The study findings, being published in the February issue of the journal Nature Neuroscience, are not clearcut. The researchers found evidence that persistent pain seemed to be enhanced and that the mice even responded to what should have been non-painful touches. But it's also possible that the mice might have been displaying a learned response, rather than feeling actual pain.

But the study is a cautionary reminder that genetic manipulations meant to enhance a desirable trait can have side effects that may prove detrimental, said Min Zhuo, a neuroscientist and one of the lead scientists of the Washington University study.

Genetic enhancement, such as designer babies, is something that most scientists insist is still far in the future. A national panel of experts last year concluded that inheritable genetic modifications are not yet safe and should be banned until procedures and standards are in place. And no one claims to know precisely which genetic changes are necessary to safely make a person smarter, more charming or a more talented athlete, musician or writer.

Nevertheless, the recent news that Oregon scientists have transferred a foreign gene into a near relative of humans, a rhesus monkey, has renewed speculation about designer babies. The earlier creation of the smart mouse, announced in September 1999, likewise seemed to suggest that increasing intelligence by genetic changes might turn out to be relatively simple.

That was an understandable reaction, admits Joe Tsien, the Princeton University neurobiologist whose team developed the smart mouse. But that wasn't the team's intention, or conclusion. Rather, they created the mouse strain, dubbed Doogie after the precocious TV character Doogie Howser, to test a 50-year-old theory about how memory works.

Scientists had speculated that memories are stored and behaviors are learned by strengthening or weakening various connections between brain cells in the forebrain. Proteins on the surface of brain cells, called NMDA receptors, were known to play a role in changing the strength of these interconnections.

So Tsien created a mouse with extra copies of NR2B, a gene that produces one type of NMDA receptor. Tests, including some by Zhuo, showed that the mice did indeed have better memory and more learning ability, as predicted by the theory.
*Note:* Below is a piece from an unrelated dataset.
PR #1188, opened 2023-06-06
:bar_chart: migrate wheat prices from grapher to ETL

Marigold:
Wheat prices dataset that was generated by running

That did not necessarily make the mice more intelligent, Tsien emphasized last week. "Learning and memory is just one component of intelligence," he said. But it did suggest that memory and learning might be enhanced by drugs that targeted the NR2B gene.

The researchers realized, however, that the same changes in brain interconnections that affected memory also could affect pain perception, or even contribute to drug addictions.

In the latest experiments, Zhuo and his colleagues in St. Louis found that the Doogie mice responded to acute pain, such as hot and cold, in the same way as regular mice. But when their hind paws were injected with substances that cause prolonged discomfort and inflammation, the researchers noticed that the transgenic mice displayed more painful reactions or would withdraw their paws when touched, even thought the amount of inflammation was the same.

Based on that evidence, Tsien isn't sure the transgenic mice necessarily are feeling greater chronic pain. "I'm not sure if that produces a perception of pain or records a memory of pain," he said. They may simply have learned better than other mice what to expect of certain painful experiences.

If the mice are feeling greater chronic pain, however, the experiment may serve not only as a warning about the side effects of genetic modification, but provide a clue to treatment of chronic pain. Rather than using opiates that numb chronic pain sufferers and make them sleepy, it may be possible to design drugs that target NR2B instead, relieving chronic pain while preserving protective reflex responses to acute pain.